Some random examples of static vs dynamic problems/comparisons:
- You mentioned templating: In the static world, you can regenerate all static pages based on the new template asynchronously at whatever slow "batch process" rate you desire. In a dynamic system, a change to a template would typically invalidate the entire cache and blow your CPU budget instantly, dragging down the synchronous rendering path into molasses. This can be managed, but it's complex and difficult. Similarly, code changes can similarly result in either mixed/corrupt cache content or instant CPU spikes. At least with static content you can manage the rollout by content instead of by server. A trick you can pull with static content is pre-generate the updated pages side-by-side and swap instantly. This is impossible with dynamic content generation. You either get mixed content as the caches slowly expire, or instant load spike.
- Variations such as mobile/non-mobile pages: These add to cache pressure, and can result in sudden performance cliffs where going from 90% cache utilisation to 110% can cause dramatic spikes in load. If you use static content, your "utilisation" is known in advance and changes slowly. Everything is served at the same speed, always. In fact, with systems like S3, your speed goes up as your data volume increases because of the way the sharding works.

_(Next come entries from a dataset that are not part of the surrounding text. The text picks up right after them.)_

PR #1685, opened 2022-05-03
[release-1.22] Remove quoting when parsing flags for service unit files

jnummelin:
The way we quoted the flag values broke down in older systemd (219 at least) setups.

## Description

Cherry pick #1665 (the systemd fix only)


ncopa (approved):
LGTM

PR #1727, opened 2022-05-16
Autopilot

makhov:
## Description

Fixes # (issue)

## Type of change

- [ ] Documentation update

## How Has This Been Tested?

- [ ] Manual test
- [ ] Auto test added

## Checklist:


s0j:
I realize this is draft, but there are some things here that I think that need sorting out first before taking on a PR of this size. I've mentioned a few of these to @makhov offline, and some after thinking about this.

* With a diff this large, its a tough review even with passing tests/CI.
* The new code of commonizing of the autopilot 'root' controller doesn't buy us anything when we're adding in a switch in `pkg/autopilot/autopilot.go` based off of controller/worker.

- Memcache and the like are hilarious to me. These days the "standard" is to have layers upon layers of caching to paper over the fundamental bottleneck of the database tier. SiteCore has so many layers of caching that I lost count. Is it ten? Eleven maybe? Whatever. The point is that keeping that straight in your head as a web developer is so difficult that SiteCore keeps all caching off by default, murdering performance for most sites most of the time. It's just too "difficult" to have it on by default because devs would lose their minds. Just the access control issues of providing devs with access to shared Redis clusters or CDNs for purge operations is a task all by itself. In large enterprise, this is almost never done and then it becomes a tradeoff between cache TTLs and freshness/consistency. I've lost count of the number of times I've heard some dev tell users to "clear their browser cache" as the "fix".
- Cache purging: you can hide a fundamental performance problem under a layer of caching for years, have it grow to monumental proportions, and then blow up your production site for days while everything slowly recovers from 1,000% load. This has caused several large-scale outages that have hit headlines.
Look at it this way: Wikipedia is something like 99% read-only access and 1% write access. With a static hosting model the VMs would only need to be scaled to handle the write-throughput, not the read-throughput. The content could be put on cloud storage like S3 and that's it. The whole site could be hosted of a handful of small VMs just for HA/DR!